わたしが初めて坂本夏子さんの絵を知ったのは、人より遅く、2010年3月に名古屋市伏見の画廊白土舎で開かれた個展『BATH,R』のときです。それ以来、2016年にARATANIURANOで開催された個展『画家の網膜』に関連して坂本さんと対談を行なったり、また2017年にはartscapeの影山幸一さんからの坂本さん絵についての取材に答えたり(影山2017)、などを通して坂本さんの絵と関わってきました。ですが、坂本さんとその絵についてのテキストを書くのは、実は初めてです。9月末(注:2020年2月だそうです。なんども申し訳ありません)には坂本さんの初の画集が赤々舎から出版され、そこに研究者による本格的な坂本さんについての論が掲載されるということなので、いろんな意味でタイミングが悪いような気もするのですが、ここでは、坂本さんの絵の特徴とは何か、坂本さんの絵の何がわたしを惹きつけているのかについて、あくまで個人的な意見を述べたいと思います。

 以下では、しばしば坂本さんの言葉を引用しますが、かなり自由な仕方で行います。
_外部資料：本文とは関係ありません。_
PR #2455, opened 2018-11-14
Fix #2454 

### LINKED ISSUE #2454: Username in the UserBox aren't the one of the logged-in user
**Current behavior**
The username show in the UserBox (in the right-high corner) doesn't update her value after log-in with different users.
The case that different users use the same computer and browser is a border line use case.

**Expected behavior**
The username showed in the UserBox are the one of the loggedin user.

**Steps to reproduce the problem or feature illustration**

1. Log-in with an user (p.e. admin).
2. See Admin in the UserBox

坂本さん自身がそう考えているというのではなく、わたしがそう解釈した、ということで理解してください。もちろん、坂本さんご自身にとっては、絵からではなく作家の言葉から出発することや、過去の自分の発言にいつまでも絵の理解が縛られ続けることは、好ましくないものと思われます。けれども、自分で絵を描くことのないわたしにとっては、言葉が一番の入り口になります。たとえそれでは絵の一面しか捉えられないとしても、です。


2  絵の思考

【坂本さんの絵の特徴、その素晴らしさとは何か?】この問いに答えるために、坂本さんの絵を語るうえでのひとつのキーワードである「絵の思考」について考えていきたいと思います。

2.1   絵は思考のログ

 坂本さんの言葉の中でわたしが重要と思うものに、「絵は『思考』の痕跡が一望できる〔稀有な〕メディア」(梅津&坂本2013)というのがあります。(現在では「痕跡」ではなく「ログ」と呼ばれていると思われますので、これ以降は「ログ」を用います。)
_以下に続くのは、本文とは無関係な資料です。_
Issue #2463, opened 2018-11-26
GL 3.5.5 the flag visibility_subject_to_authorization in whistleblower_identity field are not saved/retrieved correctly from the database


davelip:
**Current behavior**
In /#/admin/questionnaires the standard field whistleblower_identity (in IT "Vuoi fornire i tuoi dati identificativi?") has a field visibility_subject_to_authorization (in IT "Assoggetta la visibilità della risposta all'autorizzazione da parte del custode"), the choise done over that checkbox doesn't are replied on the database, the value in the database aren't showed on that checkbox. 
Same on prompt_confirmation_upon_negative_answer (in IT "Chiedi conferma in caso di risposta negativa").

**Expected behavior**
Changes on the interface are reflected on the database.

**Steps to reproduce the problem or feature illustration**
With an admin profile go to /#/admin/questionnaires add a standard whistleblower_identity field to a questionnaire, set to true visibility_subject_to_authorization and prompt_confirmation_upon_negative_answer.
Reload the questionnaire, your choise are lost.

**What is the motivation or use case for changing the behavior?**
It's a bug, in GL 3.4.1 this works correctly.

**GlobaLeaks version:**
GL 3.5.5

**Browser:**
Chrome 70

**Server Operating System and Version (if applicable):**
Ubuntu 18.04

**Client Operating System and Version (if applicable):**
Ubuntu 18.04

evilaliv3:
Thank you for reporting this @davelip.

We are investigating the issue.

evilaliv3:
Closing as fixed, will be released in 3.5.6!

evilaliv3:
Thank you @davelip !

If integrated your patch in place of mine to preserve the credits for your contribution: https://github.com/globaleaks/GlobaLeaks/pull/2464

PR #2464, opened 2018-11-27
After migration 45 fieldattr bool reads always to False

davelip:
Fix for #2463

backend/globaleaks/db/migrations/update_45/__init__.py
```
def migrate_FieldAttr
[...]
            if new_obj.type == 'bool':
                new_obj.value = new_obj.value == u'True'
[...]
```

With this bool value became really boolean

### DIFF
--- a/backend/globaleaks/handlers/public.py
+++ b/backend/globaleaks/handlers/public.py
@@ -242,9 +242,7 @@ def serialize_field_attr(attr, language):
         'value': attr.value
     }
 
-    if attr.type == 'bool':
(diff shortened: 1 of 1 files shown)


evilaliv3:
Thank you so much @davelip!

The correct patch is https://github.com/globaleaks/GlobaLeaks/commit/a6f29d994e0f64e61282cce7d8cf14363f51ac01 but your input was really helpful to identify the reason of the failure!

evilaliv3:
Thank you @davelip 

Actually this patch is not a fix but the removal of a piece of code really necessary.

Issue #2467, opened 2018-11-28
Hide the button "Request access to the whistleblower's identity" when the identity is undeclared


davelip:
**Current behavior**
In receiver's whistleblower identity view (in tip detail) the button "Request access to the whistleblower's identity" are always visible, also when that is undeclared.

**Expected behavior**
When WB identity are not declared receivers shouldn't view the button "Request access to the whistleblower's identity"

**Steps to reproduce the problem or feature illustration**
Open a tip in which the wb identity is undeclared, the button "Request access to the whistleblower's identity" is visible under the string "Undeclared"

 しかし、「絵の思考」という言い方には、誤解からか、反発を覚える人もあるようです(絵と思考、ということで言えば、パウル・クレーの『造形思考Das bildnerische Denken』がすでにあるわけですが)。そこで、まずこの絵の思考という考えについて想定される疑念に答えることから始め、徐々に坂本さんの絵の特徴を明らかにしていくことができれば、と思います。

2.2   絵は思考と関わることができるか

 「絵の思考」という言い方を聞くだけで、思考とは、論理的・科学的なものであって、絵が思考と関わることなどありえないと反発する人がいます。そのように言う人には、かつて美学者Beardsleyが述べたことの一部が影響しているのかもしれません。Beardsleyは、絵によって命題を表現することはできないとしました。命題表現されないものはその真偽を論理的に判断できません(Beardsley 1981, pp.367-399. 念のために付け加えれば、彼は絵が科学的真理とまったく関係を持ちえないとは言っていません)。
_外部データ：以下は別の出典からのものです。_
PR #2480, opened 2018-12-31
Docker support

gionn:


evilaliv3:
Good morning @gionn and good year!

Thank you for your contribution! :)

I performed the review and here some considerations:
1. nightly: current packaging fetch the package from the globaleaks repository so that the container created always uses the same package (the latest on the repository); in case of a nightly we should probably use the the package built on travis.
2. release: the tag does generally happen before the publishing of the deb package, so that it is probably not possbile to publish the docker image on commit; i think the best would be to disable the push on travis and just perform it manully as part of the release procedure.
3. the current container seems to work well but it currently miss the startup of Tor; @ckeeney got in the same issue and solved it with a script (https://github.com/ckeeney/docker-globaleaks/blob/master/docker-entrypoint.sh) that causes docker to start correctly but has failures in shutdown.

@ckeeney @n-daniel do you have any advice?

gionn:
> 1. nightly: current packaging fetch the package from the globaleaks repository so that the  container created always uses the same package (the latest on the repository); in case of a nightly  we should probably use the the package built on travis.

Yeah, I can simply chain my docker scripts after the .deb creation job, and it should be good.

> 2. release: the tag does generally happen before the publishing of the deb package, so that it is probably not possbile to publish the docker image on commit; i think the best would be to disable the push on travis and just perform it manully as part of the release procedure.

we need to have a green build before pushing the new docker image so it should be done in the after_success step. Not sure if there is an easy way to grab the latest .deb built on the previous step ([travis provides artifact upload only on user-supplied S3](https://docs.travis-ci.com/user/uploading-artifacts/)), rebuilding again is ugly but fine if package generation doesn't depends on external factors.

> 3. the current container seems to work well but it currently miss the startup of Tor; @ckeeney got in the same issue and solved it with a script (https://github.com/ckeeney/docker-globaleaks/blob/master/docker-entrypoint.sh) that causes docker to start correctly but has failures in shutdown.

for many reasons it's better to use a separated image instead of doing multiple process management within the same container, I can provide a docker-compose file that is the common way to publish multiple containers for a single project. It's fine for globaleaks to have tor running on a separated node (reachable via 9050/tcp of course)?

evilaliv3:
Thank you for the prompt feedback @gionn!

1) good to go for such an edit; do you want to guide me through it?
the build and install job does currently generate the deb, create a a local repo and actually just perform apt-get install globaleaks (by using the regular install script)

2) release
for the moment i would suggest to skip releasing as the official packages are performed manually with no travis assistance; they in fact requires repository signing with offline keys.

3) actually not.
GlobaLeaks used tor as a network proxy but also for creating hidden services.
Currently for simplicity of the deployment it uses the default Tor Control Port as Unix Socket where GlobaLeaks access is granted by adding the globaleaks user to debian-tor group.

The alternative is to automate the creation of a shared secret and configure it in /run/tor/control.authcookie on the Tor VM and inside GlobaLeaks. This alternative requires to be able to make this configuration happen the first time the user boot the VM and obviously not at the time of the generation of the VM.

A quick and dirty trick would probably be to configure Tor for a passwordless control port (that is just a static config in /etc/torrc) port and make that port reachable only by the GlobaLeaks vm. As an As lternative 

@adrelanos: have you ever managed aspects like these in Whoonix?

fpietrosanti:
I feel that the self-contained design of GlobaLeaks, with the simplification of installation and maintenance, should also be followed for any further release system, in that case being Docker.

For that design goal, also as a matter of possible being able to spinoff GlobaLeaks instances at Digital Ocean and many other Docker-ready systems, the Tor application should be part of the single container, adjusting and/or modularising and/or adding new startup/shutdown scripts when running from within a Docker container (also considering that we are not using it, actually, so the more is integrated, the better will be maintained as it become used without code duplication).

evilaliv3:
Yep i agree actually.

@gionn what do you recommend?

gionn:
>        GlobaLeaks used tor as a network proxy but also for creating hidden services.
>        Currently for simplicity of the deployment it uses the default Tor Control Port as Unix Socket where GlobaLeaks access is granted by adding the globaleaks user to debian-tor group.

Control Port can be exposed as TCP, authentication is not a problem because the port will be available only from globaleaks container.

Howoever since it's not supported, I've pushed a Dockerfile with support for running tor alongside globaleaks via supervisord.

PR #2546, opened 2019-04-08
Fix YAML syntax in publiccode.yml

alranel:
I'm very sorry about the noise. My previous PR contained a YAML syntax error. This should be the last one.
Pros and cons of being early adopters :-)
Thank you for your patience.


evilaliv3:
Thank you @alranel !

alranel:
I'm afraid this PR didn't get through, as it does not show in the file history:
https://github.com/globaleaks/GlobaLeaks/commits/master/publiccode.yml

Maybe someone force-pushed and re-wrote the history of this repo?

PR #2560, opened 2019-04-23
Fix YAML syntax in publiccode.yml

alranel:
I'm afraid [my last pull request](https://github.com/globaleaks/GlobaLeaks/pull/2546) was overwritten by some force-push you did, because despite it was merged I can't see those fixes applied in master.
This pull request reapplies those lost fixes. Thank you for your patience!


evilaliv3:
Thank you @alranel, going to reapply it now!

Is there any update on the public visibility of the data?

PR #2590, opened 2019-06-18
fixed the build parameters

DhirajVarma:


evilaliv3:
Thank you @DhirajVarma;

Would you please clarify around your patch? There is no need for an argument in parameter ```n```

PR #379, opened 2018-03-20
Add lastNotification component when watching collection

Njuelle:
Add lastNotification component : allows to see the last document informations when watching a collection in real time


Njuelle:
capture du 2018-03-21 15-01-44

 しかしこうした反発の背後に潜んでいる前提、すなわち科学理論を命題の集まりと考える「文パラダイム」の考えは、すでにかなり以前に、「意味論的捉え方」と呼ばれるものにとって代わられています。そして意味論的捉え方では、命題だけでなく、図、グラフ、ダイアグラム、アニメーションといったさまざまな視覚媒体もまた、科学理論にとって不可欠なものとして認められています(戸田山2005, pp.213-238; Akiba 2013)。視覚媒体も、科学的思考や論理的思考と無縁というわけではないのです。さらに進んで近年では、科学が真理を扱う方法と美術における表象の方法とを並べて論じようとする人さえいます(Chakravartty 2010, 立場は違いますが、秋庭2013)。

2.3   問いに答えを与えるー図

 もちろん、坂本さんの絵の特徴は科学的真理に関わるところにあり、そこが素晴らしいのだ、と言うのではありません。ただ、図を描きながら推論を行い、与えられた問いに対する答えを導くのは、小さい頃からみんな行なってきたことではないでしょうか。絵や図で思考するのは、それほどおかしなことではないはずです。実際、パース記号学や現象学に基づくダイアグラム研究で知られる Stjernfeltは、図を「思考実験のための形式機械」と呼び、例として、補助線によりもともとの図にはなかった錯角や同位角にあたるものを生成しながら、三角形の内角の和は180度、平行な2本の直線に1本の直線が交わるとき錯角や同位角の大きさは等しいといった知識を用いて未知の角の大きさを求める例や、パースのアルファグラフの例を挙げています(Stjernfelt 2007, p.100)。とはいえ、坂本さんの絵を「図」と呼ぶことには、抵抗が感じられます。なぜでしょうか。

2.4   問いに答えを与えるー絵

 ここであらためて、「絵の思考」についての坂本さんの言葉を確認してみましょう。こんな風に言っていました。

「それぞれに異なる絵の構造は、プロセスの上で異なる『問題』を投げかける。それぞれの問いに対する『絵の思考』による返答が、結果として絵画独自の空間になっている」(坂本2012a, p.30)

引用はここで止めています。